Relationships that involve pressure for sex or to send nudes are far from healthy and are abusive. Lust is using another for sexual pleasure and true love will never make demands for you to compromise your self-worth, dignity, beliefs, and especially your body. If someone is using you for sex, emotional dependence, or even money they do not have the best in mind for you, they do not love you.
Healthy relationships don’t require one of you to be the other’s savior or therapist. Too many people go for the “project” boyfriend or girlfriend trying to mold him/her to their fantasy. Christ-centered relationships require discernment while initially dating and being real about the relationship instead of imposing an image on the other.
Toxic relationships will often put down or criticize friends, family, faith, or interests. Toxic relationships can involve one person trying to isolate the other from those who might point out red flags and who really care about them. Healthy relationships don’t involve being with one another 100% of the time (not even marriage is like that). Healthy relationships will support you in intentionally spending time with friends, ministry, hobbies and with family.
You’d hope this was an obvious one but it is so common. Verbal abuse is any type of put-downs, name calling, or yelling. It can start with jokes but can lead to criticisms and abuse. As a child of God, you are made for more than to be yelled at, cussed at, and called names or threatened. Healthy relationships require mutual respect without exceptions and require that when problems and conflict do arise that you both know how to handle conflict appropriately
Getting Out of a Toxic Relationship
These red flags are serious signs that a relationship is toxic. If you are reading this article and checking off boxes then it’s important to understand that these are real red flags of abuse in relationships. If you or someone you know is experiencing these things then this moment is a chance to get help. It is important to break the silence. Here are a few steps to take to get out of a toxic relationship.
- Talk to your parents, friends, Youth Minister, or priest
- Seek out examples of healthy relationships around you – turn to Scripture and the Saints for models of love
- Build a foundation of support with people who care about you to break it off
- Be prepared to feel guilty and lonely when breaking it off
- Fight the denial and the temptation to justify toxic behaviors
- Be prepared to fight the urge to run back to the relationship (sadly this is super common)

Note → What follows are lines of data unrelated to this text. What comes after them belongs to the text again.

PR #1162, opened 2017-04-06
Fix problems when usempi not defined in toolchain

ppomorsk:
Many common build configurations of NAMD do not use MPI.  This change makes namd.py work with toolchains without MPI.

### DIFF
--- a/easybuild/easyblocks/n/namd.py
+++ b/easybuild/easyblocks/n/namd.py
@@ -59,7 +59,7 @@ class EB_NAMD(MakeCp):
 
         # complete Charm ++ and NAMD architecture string with compiler family
         comp_fam = self.toolchain.comp_family()
-        if self.toolchain.options['usempi']:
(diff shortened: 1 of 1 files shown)


easybuild/easyblocks/n/namd.py
```diff
@@ -59,7 +59,7 @@ def configure_step(self):
 
         # complete Charm ++ and NAMD architecture string with compiler family
         comp_fam = self.toolchain.comp_family()
-        if self.toolchain.options['usempi']:
+        if 'usempi' in self.toolchain.options and self.toolchain.options['usempi']:
```
boegel: I'd rather go with something like:

```python
if self.toolchain.options.get('usempi', False):
```

which is already being used in other easyblocks

boegel:
@ppomorsk pull requests should be opened targeting `develop` rather than `master`, I've changed the target branch

boegel:
Going in, thanks @ppomorsk!

PR #1163, opened 2017-04-11
GROMACS: build for target architecture based on optarch

ostueker:
Gromac's CMake tries persistently to detect the CPU capabilities on the build node, which makes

- Be prepared to sever ties and reaffirm healthy boundaries, again and again
- Take to prayer God’s plan for love for you and know that He is calling you for healthy, selfless love with Himself at the center.
Our Catholic faith proclaims to us our dignity as Sons and Daughters of our Heavenly Father. You are not made for toxicity, but for holiness, for peace, and for God. God calls us to speak truth and live life and love to the fullest. God will give you the grace to live as He calls us to. Ask for His grace to live a healthier, holier, and happier life and use the tools and talents He has set before you.